June 16, 2008 · Comments Off

A rare combination of evanescent naïveté and greed that overwhelmed me a few days ago allowed several vicious spywares to make themselves at home in my computer. My friend emailed me a phenomenal book but in an obscure format which I was hoping to convert to PDF for reading on my Blackberry, however the suspiciously easily available converter came bundled with an unwelcome guilt of trolls. Thus my computer became infected. No anti-spyware was capable of a proper clean-up, and because the malicious software was even apt of cutting me off the Internet (unless I was logged into the emergency mode where sound didn’t work so I couldn’t watch Seinfeld), I decided to format my hard drive and install a new copy of Windows. And because I had owned no installation CD and the prices of software upgrades are no longer unbearable, I went to my favorite computer store to buy Vista Home Premium which I promptly installed on my laptop.

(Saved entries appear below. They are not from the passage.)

PR #425, opened 2024-06-08
add Linux/ARM64 cross-compilation support

### LINKED ISSUE #236: Add binary release for Linux on Apple Silicon M1

### LINKED ISSUE #347: Package release for Linux ARM64
I'm building directly on an arm64 linux machine and compiling llvm takes 60+ minutes so would be really helpful to have a release build. 

Is there currently any plan for this? I see a similar, but apple-related issue here #236 as well as some mention of failed arm builds on linux in other tickets. Would be really helpful.

Cheers

dicej:
Currently, the Makefile assumes the LLVM toolchain it builds can be executed natively to build `wasi-libc` etc., which isn't true when cross-compiling for another platform, but we can work around that by:

1. Building the native LLVM toolchain and using it to build everything else, as usual
2. Deleting that LLVM build and rebuilding (and reinstalling) it with `LLVM_CMAKE_FLAGS` set to cross compile
3. Rebuilding and reinstalling a cross-compiled `wasm-component-ld`
4. Building deb and tar files from the above

Note that we now label the tarfiles `linux-amd64` and `linux-arm64`, respectively for clarity.

The whole approach is a bit hacky, but GitHub is planning to roll out ARM64 runner support for open source projects later this year, at which point we can start building natively, so I don't think we need to invest a lot of effort into this.

I've run CI in my fork and verified the artifact produced there works on my Ubuntu 24.04 ARM64 machine (Asahi Linux on an Apple M2 Pro).

~Note that I have not yet updated the `dockerbuild` CI step, so the `dist-ubuntu-bionic` artifacts do not yet include an ARM64 build; I'll experiment with that next.~  Update: now we _only_ do a cross build as part of `dockerbuild`, since `dist-ubuntu-bionic` is the one we actually publish in releases.

Fixes #236
Fixes #347

### DIFF
--- a/.github/workflows/main.yml
+++ b/.github/workflows/main.yml
@@ -60,7 +60,7 @@ jobs:
         run: sudo apt install ccache ninja-build
         if: matrix.os == 'ubuntu-latest'
       - name: Build
-        run: NINJA_FLAGS=-v make package LLVM_CMAKE_FLAGS=-DLLVM_CCACHE_BUILD=ON
+        run: NINJA_FLAGS=-v make package LLVM_CMAKE_FLAGS=-DLLVM_CCACHE_BUILD=ON DEB_ARCH=amd64 TAR_MACHINE=linux-amd64
         shell: bash
       - name: Run the testsuite
         run: NINJA_FLAGS=-v make check RUNTIME=wasmtime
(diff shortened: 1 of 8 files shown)


dicej:
Oops, the new step shouldn't be run on macOS, obviously.  I'll fix that.

dicej:
Yeah, that all sounds great to me, and I 100% agree that there's a lot of duplicated and wasted effort, including the redundant builds of the sysroot and the `ubuntu-latest` and 32-bit Windows artifacts which we build but then discard in favor of the `ubuntu-bionic` and 64-bit Windows ones.  Trimming that bloat would be reason enough to refactor this thing, not to mention the maintenance benefits.

OTOH, I don't have the bandwidth right now for a significant refactor.  Happy to open an issue to track it, though!

dicej:
I just pushed an update; now we _only_ build for Linux/ARM64 as part of the `dockerbuild` job since `dist-ubuntu-bionic` is the build we actually care about.

alexcrichton:
I'm personally always very hesitant to put stop energy on things when I don't have a great alternative. To that effect I've tried to put my money where my mouth is in https://github.com/WebAssembly/wasi-sdk/pull/429

alexcrichton:
I believe this is handled now in https://github.com/WebAssembly/wasi-sdk/pull/429. The [latest CI build](https://github.com/WebAssembly/wasi-sdk/actions/runs/9910478645) has various artifacts and the "release-artifacts" artifact contains all the architectures. It's a bit big but downloading that shows it has `wasi-sdk-23.3g2e7bb65533b2-arm64-linux.tar.gz` and `wasi-sdk-23.3g2e7bb65533b2-arm64-linux.deb` which I believe are the desired artifacts. That means these should all show up on the next release.

PR #430, opened 2024-06-18
add wasi-sdk-p2.cmake

dicej:
This is analogous to wasi-sdk.cmake and wasi-sdk-pthread.cmake, but for WASIp2.

### DIFF
--- a/wasi-sdk-p2.cmake
+++ b/wasi-sdk-p2.cmake
@@ -1,0 +1,40 @@
+# Cmake toolchain description file for the Makefile
+
+# This is arbitrary, AFAIK, for now.
+cmake_minimum_required(VERSION 3.4.0)
+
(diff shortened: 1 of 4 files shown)


wasi-sdk-p2.cmake
```diff
@@ -0,0 +1,40 @@
+# Cmake toolchain description file for the Makefile
```
akoeplinger, line 1: the file needs to be moved into the `docker` folder

dicej: Ah, thanks for pointing that out.  TIL there are two versions of each of the wasi-sdk*.cmake files.

alexcrichton (approved):
FWIW I've fixed the duplication issue at https://github.com/WebAssembly/wasi-sdk/pull/429, although there's still duplication between each of the `wasi-*.cmake` files, but that seems more minor.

I am actually very surprised how smoothly the new operating system works. I was expecting lags in the new eye-candy-dominated user interface, given my graphics card isn’t the latest technological miracle, but so far I can only object the ridiculously slow process of application installations. I had to wait for at least three minutes before the initial set-up screen for my synching software appeared, and then another five minutes when the files were slowly copied. Nonetheless, the first skepciticms is overcome and with Firefox3 being available tomorrow, I am looking forward to several days of experimenting, just like in old days.

Update: by the way, the new Office allows blogging from its general interface. That’s lovely!